The British Empire first occupied the Gambia when an expedition led by Augustus Keppel landed there, following the Capture of Senegal in 1758.

As many as three million slaves may have been taken from this general region where Gambia is today during the three centuries that the transatlantic slave trade operated.

The African Kunta Kinte was brought as a slave from Gambia to Virginia in 1767. The story of Kinte is the basis of American writer Alex Haley's novel Roots: The Saga of an American Family, which was made into a popular TV mini-series in 1977.

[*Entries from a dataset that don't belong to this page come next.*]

PR #1999, opened 2018-05-07
Make southern UTM zones negative.

### LINKED ISSUE #1989: SpatialReference::getUTMZone() in southern hemisphere
We're using the new `SpatialReference::getUTMZone()` accessor in 1.7, and getting a return value of 0 for a point cloud in UTM zone 58S.

The problem seems to be the [hemisphere logic](https://github.com/PDAL/PDAL/blob/d76922bd893e99f1426d5d6adab2f50b3f088d14/pdal/SpatialReference.cpp#L397-L399):

    int north(0);
    int zone = OSRGetUTMZone(current.get(), &north);
    return north*zone;

This would make sense if `north` were set to  `-1` for the southern hemisphere, but according to the [GDAL documentation](http://www.gdal.org/classOGRSpatialReference.html#a137a1f15ba0d18b84e7fc4104c74cdb9), it's actually set to `false` for the C/C++ bindings, so the multiplication results in a 0 return value.

abellgithub:
Close #1989

### DIFF
--- a/test/unit/SpatialReferenceTest.cpp
+++ b/test/unit/SpatialReferenceTest.cpp
@@ -392,6 +392,7 @@ TEST(SpatialReferenceTest, test_bounds)
 
 }
 
+// Make sure we get positive, negative and 0 back for UTM zones.
 TEST(SpatialReferenceTest, issue_1989)
 {
     SpatialReference srs;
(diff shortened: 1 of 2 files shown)


test/unit/SpatialReferenceTest.cpp
```diff
@@ -391,3 +391,16 @@ TEST(SpatialReferenceTest, test_bounds)
     EXPECT_FLOAT_EQ(static_cast<float>(b2.maxy), 39.01261687f);
 
 }
+
+TEST(SpatialReferenceTest, issue_1989)
+{
+    SpatialReference srs;
```
hobu: Maybe add a test case for `EPSG:32732`, which is a common style of UTM zone that many use to ensure it always passes. Also, please add a comment in the test in reference to what issue 1989 is. If our ticket system were to migrate or move away, knowing a tiny bit of context so that people can get by without having to dereference to the ticket system is helpful.

PR #2021, opened 2018-05-16
Handle repeated options.

### LINKED ISSUE #1941: Repeated options in pipelines don't work
Repeating options in pipelines doesn't work:

```
{
  "type": "filters.assign",
  "assignment": "Classification[:]=0",
  "assignment": "Red[:]=0
}
```

Our JSON parser throws away all but the last value for the repeated option.

abellgithub:
Close #1941

### DIFF
--- a/doc/pipeline.rst
+++ b/doc/pipeline.rst
@@ -122,7 +122,7 @@ exist.
 Each of these output sets is called a point view.  Point views are carried
 through a PDAL pipeline individually.  Some writers can produce separate
 output for each input point view.  These writers use a placeholder character
-(#) in the output filename which is replaced by a incrementing integer for
+(#) in the output filename which is replaced by an incrementing integer for
 each input point view.
 
 The following pipeline provides an example of writing multiple output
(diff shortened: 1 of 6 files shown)


doc/pipeline.rst
```diff
@@ -113,6 +113,39 @@ with the :ref:`writers.gdal` writer:
...
+Point Views and Multiple Outputs
+................................................................................
+
+Some filters produce sets of points as output.  filters.splitter, for example,
+creates a point set for each tile (rectangular area) in which input points
+exist.
+Each of these output sets is called a point view.  Point views are carried
+through a PDAL pipeline individually.  Some writers can produce separate
+output for each input point view.  These writers use a placeholder character
+(#) in the output filename which is replaced by a incrementing integer for
```
chambbj: Should read `replaced by an incrementing integer`.

abellgithub:
If an option is bound to vector<string>, it can be parsed by ProgramArgs as a comma-separated list.

Theoretically, you can handle any argument type that takes a vector<type> as you like by adding appopriate code.  But with this change you can let the JSON parser break the options up for you and then add them one at a time.  There are a bunch of places where we take vector<std::string> as options, and these can be handled either way.  I changed the colorization example just to provide an example using the syntax that's now supported.

chambbj:
LGTM

PR #2027, opened 2018-05-19
Simplify os-specific #ifdefs

landryb:
Instead of manually listing all non-macos unix platforms, make it the fallback
case, this way all BSDs are included.

As a side effect, fixes OpenBSD and NetBSD for free :)


abellgithub:
Thanks for this.

PR #2034, opened 2018-05-23
Improve filters.stats

### LINKED ISSUE #1878: filters.stats is expensive
We should make many of the advanced statistics in `filters.stats` optional, or we should push them into another filter that is allowed to be slow.

A simple `pdal info` of boring data shows lots of the time being spent computing statistics that we don't need most of the time. 

screen shot 2018-03-30 at 8 16 22 am

abellgithub:
Eliminate some unnecessary math.
Put skewness and kurtosis under an advanced option.
Improve tests.
Close #1878


abellgithub:
I think the default argument is there on line 60. Are we talking about two different things?

hobu:
Oh I missed it on the diff. All good.

PR #2045, opened 2018-06-05
Fix segmentation of last returns

chambbj:
segmentLastReturns now defines last returns as those points whose ReturnNumber
equals the NumberOfReturns when the NumberOfReturns is greater than 1.

This segmentation is used in both the SMRF and PMF ground segmentation filters,
so ground segmentation results may differ from what was previously returned.

### DIFF
--- a/pdal/Segmentation.cpp
+++ b/pdal/Segmentation.cpp
@@ -130,12 +130,11 @@ void ignoreDimRange(DimRange dr, PointViewPtr input, PointViewPtr keep,
 void segmentLastReturns(PointViewPtr input, PointViewPtr last,
                         PointViewPtr other)
 {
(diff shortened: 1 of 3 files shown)


pdal/Segmentation.cpp
```diff
@@ -130,12 +130,11 @@ void ignoreDimRange(DimRange dr, PointViewPtr input, PointViewPtr keep,
 void segmentLastReturns(PointViewPtr input, PointViewPtr last,
                         PointViewPtr other)
 {
-    PointRef point(*input, 0);
     for (PointId i = 0; i < input->size(); ++i)
     {
-        point.setPointId(i);
```
abellgithub: Why did this line go away?

PR #2054, opened 2018-06-11
Add prefiltering options to ground kernel

### LINKED ISSUE #1579: Ground kernel pre-filtering
The kernel could probably be improved by adding the ability to reset existing classifications and mark noise points.

chambbj:
- Add a switch to optionally reset classifications prior to segmenting ground returns
- Add a switch to optionally denoise prior to segmenting ground returns

Fixes #1579

### DIFF
--- a/kernels/GroundKernel.cpp
+++ b/kernels/GroundKernel.cpp
@@ -65,7 +65,7 @@ std::string GroundKernel::getName() const
 GroundKernel::GroundKernel()
     : Kernel(), m_inputFile(""), m_outputFile(""), m_maxWindowSize(33),
       m_slope(1), m_maxDistance(2.5), m_initialDistance(0.15), m_cellSize(1),
-      m_extract(false)
+      m_extract(false), m_reset(false), m_denoise(false)
 {
 }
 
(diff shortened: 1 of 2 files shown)


kernels/GroundKernel.cpp
```diff
@@ -78,25 +78,42 @@ void GroundKernel::addSwitches(ProgramArgs& args)
...
     Stage& readerStage(makeReader(m_inputFile, ""));
-    Stage& groundStage = makeFilter("filters.pmf", readerStage, groundOptions);
+
+    Stage* assignStage = &readerStage;
+    if (m_reset)
+        assignStage = &makeFilter("filters.assign", readerStage, assignOptions);
+
+    Stage* outlierStage = assignStage;
+    if (m_denoise)
+        outlierStage = &makeFilter("filters.outlier", *assignStage, outlierOptions);
```
abellgithub: I wonder the name of the option.  Are we hiding `filters.outlier` by calling it `denoise`?  Would it be more obvious what was going on if we just called it `outlier`?

chambbj:
Maybe. Although the purpose of the ground kernel and options is to provide
an easy button of sorts, and to hide implementation details. Denoise should
I think trigger whatever state of the art filter (or filters) sets the
ground algorithm up for success. We could just as easily insert
`filters.elm` under the hood. People who want to control more directly have
methods of doing that without the kernel.

PR #2056, opened 2018-06-12
Rewrite quickstart docs with Conda focus, dropping Docker

chambbj:
Still need to generate some new screenshots, but this is a first look at the rewritten Quickstart featuring Conda.


chambbj:
@hobu Okay to let go of the images and just display the expected outputs as literal code blocks?

PR #2076, opened 2018-07-05
Add avg option to NNdistance filter.

### LINKED ISSUE #2071: Add average distance support for nearest neighbor queries.

abellgithub:
Close #2071

### DIFF
--- a/filters/NNDistanceFilter.cpp
+++ b/filters/NNDistanceFilter.cpp
@@ -72,8 +72,7 @@ std::istream& operator>>(std::istream& in, NNDistanceFilter::Mode& mode)
     else if (s == "avg")
         mode = NNDistanceFilter::Mode::Average;
     else
-        throw pdal_error("filters.nndistance: Invalid 'mode' option '" + s +
-            "'. Valid options are 'kth' and 'avg'.");
+        in.setstate(std::ios_base::failbit);
     return in;
 }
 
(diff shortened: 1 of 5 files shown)


filters/NNDistanceFilter.cpp
```diff
@@ -0,0 +1,142 @@
...
+}
+
+
+void NNDistanceFilter::filter(PointView& view)
+{
+    using namespace Dimension;
+
+    // Build the 3D KD-tree.
+    log()->get(LogLevel::Debug) << "Building 3D KD-tree...\n";
+    KD3Index& index = view.build3dIndex();
```
chambbj: Is this new? I don't remember seeing this before.

filters/NNDistanceFilter.cpp
```diff
@@ -0,0 +1,142 @@
...
+        double val;
+        if (m_mode == Mode::Kth)
+            val = std::sqrt(sqr_dists[k - 1]);
+        else // m_mode == Mode::Average
+        {
+            val = 0;
+
+            // We start at 1 since index 0 is the test point.
+            for (size_t i = 1; i < k; ++i)
+                val += sqr_dists[i];
```
chambbj: It looks like you are actually returning the average squared distance. Am I missing something?

abellgithub: Nope. I am ;)

filters/NNDistanceFilter.cpp
abellgithub: Which bit? The log message?  The function call isn't new, but I used it instead of what was there before - if a KDtree already exists, this will just return it.

Issue #2077, opened 2018-07-05
Add definition of pdal::Config::lazPerfEnabled()


jimmysoda:
The `pdal::Config::lazPerfEnabled()` function declared in pdal/pdal_config.hpp is not defined in pdal/pdal_config.cpp or elsewhere in PDAL.

jimmysoda:
The `pdal::Config::lazPerfEnabled` declaration should be removed instead. See #2078 and #2080.

PR #2078, opened 2018-07-06
Add definition of pdal::Config::lazPerfEnabled()

jimmysoda:
Addresses #2077. The `pdal::Config::lazPerfEnabled()` function declared in pdal/pdal_config.hpp was not defined in pdal/pdal_config.cpp or elsewhere in PDAL. This pull request adds its definition to pdal/pdal_config.cpp.

### DIFF
--- a/pdal/pdal_config.cpp
+++ b/pdal/pdal_config.cpp
@@ -112,6 +112,12 @@ bool hasFeature(Feature f)
 }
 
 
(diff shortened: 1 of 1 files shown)


abellgithub:
The function signature should have been removed when the config code was overhauled.  Please use pdal::Config::hasFeature(LAZPERF) instead.

PR #2096, opened 2018-07-19
make readers.gdal streamable

hobu:


io/GDALReader.cpp
```diff
@@ -126,81 +131,60 @@ void GDALReader::ready(PointTableRef table)
...
+    m_raster->pixelToCoord(m_col, m_row, coords);
+    double x = coords[0];
+    double y = coords[1];
+    point.setField(Dimension::Id::X, x);
+    point.setField(Dimension::Id::Y, y);
 
-    std::vector<uint8_t> band;
+    static std::vector<double> data;
 
     for (int b = 0; b < m_raster->bandCount(); ++b)
```
abellgithub: I don't think you want to do this.  You're calling m_raster->read() for each band, but it returns data for all bands.  You want the read() outside of the band loop.

io/GDALReader.cpp
```diff
@@ -126,81 +131,60 @@ void GDALReader::ready(PointTableRef table)
...
+        m_row ++;
     }
+    m_raster->pixelToCoord(m_col, m_row, coords);
+    double x = coords[0];
+    double y = coords[1];
+    point.setField(Dimension::Id::X, x);
+    point.setField(Dimension::Id::Y, y);
 
-    std::vector<uint8_t> band;
+    static std::vector<double> data;
```
abellgithub: Making this static precludes threading.  Better just to drop the static IMO.

io/GDALReader.cpp
```diff
@@ -81,6 +83,8 @@ void GDALReader::initialize()
     m_count = m_raster->width() * m_raster->height();
     m_bandTypes = m_raster->getPDALDimensionTypes();
     m_raster->close();
+    m_row = 0;
```
abellgithub: These belong in ready().  That allows execute() to be called more than once.  Yes, this probably never happens.

hobu: The rules of when to do which aren't so clear.

Issue #1965, opened 2018-04-24
Add points using filters.python


clucas111:
The point cloud we are working with regularly has holes on the roofs of houses, which is a consequence of puddles of water at the time of scanning. These holes in the data result in a reduced performance of our algorithm. To fix this we want to add synthetic points at these locations. Since puddles of water only appear on flat surfaces we can fill these holes with points at the same height as the surrounding points.

I made an algorithm in python that finds the holes in the data and fills them with these synthetic points. Now I want to add this python script in a PDAL pipeline, but I have found no way of adding these points to the point cloud, to be used in subsequent steps in a PDAL pipeline. If I set the 'outs' 'X', 'Y' and 'Z' parameters to equal the arrays of the x, y and z of the points with the synthetic points included:

outs['X'] = points_filled[:, 0]
outs['Y'] = points_filled[:, 1]
outs['Z'] = points_filled[:, 2]

and subsequently run the PDAL pipeline and save it to a file it will only write the original points. Is there a way for me to add these points?

hobu:
This is not possible today, but it would be possible to implement. `filters.python` pre-dates the PointView concept in PDAL, and that is why it uses its special `Mask` dimension. `filters.python` could also be made to add or remove points from its PointView(s), but modifying the schema of the data in-place would never be allowed. 

The approach would require some special consideration of PointId for points, but that limitation shouldn't be too restrictive.

hobu:
Added for 1.8 in f1b695b874a8c3dc43e1a061ecb96089d282acef

PR #2120, opened 2018-08-02
support adding and deleting points to filters.numpy 'out' dictionary #1965

hobu:
If you want to delete points, all dimensions must have the same point count. See the `PythonFilterTest_modify` in PythonFilterTest.cpp for an example.

### DIFF
--- a/plugins/python/plang/Invocation.cpp
+++ b/plugins/python/plang/Invocation.cpp
@@ -163,7 +163,7 @@ void Invocation::insertArgument(std::string const& name, uint8_t* data,
 
 
 void *Invocation::extractResult(std::string const& name,
-    Dimension::Type t)
+    Dimension::Type t, size_t& num_elements)
 {
     PyObject* xarr = PyDict_GetItemString(m_varsOut, name.c_str());
     if (!xarr)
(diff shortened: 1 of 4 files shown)


plugins/python/plang/Invocation.cpp
```diff
@@ -416,13 +424,22 @@ void Invocation::end(PointView& view, MetadataNode m)
...
+        void *data = extractResult(name, dd->type(), arrSize);
         char *p = (char *)data;
         for (PointId idx = 0; idx < view.size(); ++idx)
         {
             view.setField(d, dd->type(), idx, (void *)p);
             p += size;
         }
+
+        // Set fields for any extra points we've added
+        for (PointId idx = view.size(); idx < arrSize; ++idx)
```
hobu: this is dumb. We should just iterate to `arrSize` so users can add/remove as necessary

abellgithub:
I looked some more at this and I'm not sure that it can work in a general manner.  The mask part should work, since you're not changing any data, just grabbing a subset of points.  But the add/delete thing won't.  In order for the add/delete to work, all existing unchanged points need to be copied to a new view.  But you don't know which points have been added/deleted.  Right now it's also an issue because we're only copying back the dimensions that are in the "outs" list, which will make the out-of-sync with the existing data.  I'm not sure the best way to handle this.

PR #2126, opened 2018-08-08
Don't use KDtree.

### LINKED ISSUE #2124: VoxelCenterNearestNeighborFilter can be much faster
The filter uses a KDTree but doesn't need to.  Large KDTrees are slow.

abellgithub:
By my test case, this is about a 10x improvement.
Close #2124


chambbj:
It's not obvious to me that this would give the same answer, and of course I never committed a unit test for the original filter. I'll have to take a closer look.

abellgithub:
Test fails.  Now I have to figure out why :)

abellgithub:
There might be a test issue based on order.

I also thought of a difference in behavior.  It's possible to have points outside a voxel that are closer to the center of the voxel than all the points IN the voxel.  In the old code, we'd pick the point outside of the voxel over the one in the voxel.  In the new code, the intent was to choose the closest point inside the voxel itself.  I didn't consider that case when I rewrote things, though I'm not sure that one way is better or worse than the other.

abellgithub:
So, both things were happening.  I had tuples stored C/R/D and the old code was R/C/D, so comparisons were bad.  Fixed that and found the case that I described above.

I'd appreciate thoughts on the behavior difference.  It was obviously unintuitive to me that a voxel's value would come from a point outside of that voxel, especially when we create voxels based upon the fact that they contain points, rather than they have a point within some distance of influence.  If speed is any consideration, this PR is much, much faster.

chambbj:
I agree. A point outside the voxel sounds like a bug for sure. If you've
posted the tests (I'm AFK), I can take another look. I certainly like the
speed improvement!

PR #2820, opened 2019-11-22
cache TileDB attributes and remove extraneous call to schema

normanb:
Reviewing the `processOne` code there is a call to retrieve attributes that isn't required, this PR removes that and also caches the fetch of the attributes during the schema check in the `ready` function.


abellgithub:
Please see the error log.  The call to `schema` is missing `()`

Issue #2821, opened 2019-11-23
Inspect remote las without downloading the whole file


nicolas-chaulet:
The `pdal info --summary` is a very useful command to figure out what's in a file and is very efficient for local files. However for a file on a remote server it requires to download the whole file first which can be very time consuming.

abellgithub:
I think this should be dinner outside of the file handling. The reader should be agnostic to the data source.

@connormanning : I think we've been through this and you found a reasonable solution, correct?

connormanning:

The Gambia broke away from British rule on February 18, 1965. It became a republic within the Commonwealth of Nations, with Dawda Jawara as the first President five years later.

On October 2, 2013, the Gambian interior minister announced that the Gambia would leave the Commonwealth of Nations with immediate effect, ending 48 years of membership of the organisation. The country's president said the British had taught them nothing except how to sing "Baa, Baa Black Sheep" and "God Save the Queen."

The blue band on the Gambian flag represents the river that gives the country its name.

In 1964, the prime minister of The Gambia said that one of the reasons they like to have ‘The’ in their name is to avoid confusion with Zambia.

Gambia has an area of 4,127 sq miles. It is the smallest country on mainland Africa and is slightly smaller than the English county of Yorkshire.

The Bahamas and The Gambia are the only countries whose official names ought to begin with “The”.

The only country with which The Gambia has a border is Senegal.

The official title of The Gambian president is Sheikh Professor Doctor President.

People cast their votes in elections in The Gambia by dropping stones in holes.

The national football team of The Gambia is nicknamed The Scorpions.

The Gambian national sport is a form of wrestling known as ‘Borreh’.

About a third of the population lives below the international poverty line of US$1.25 a day.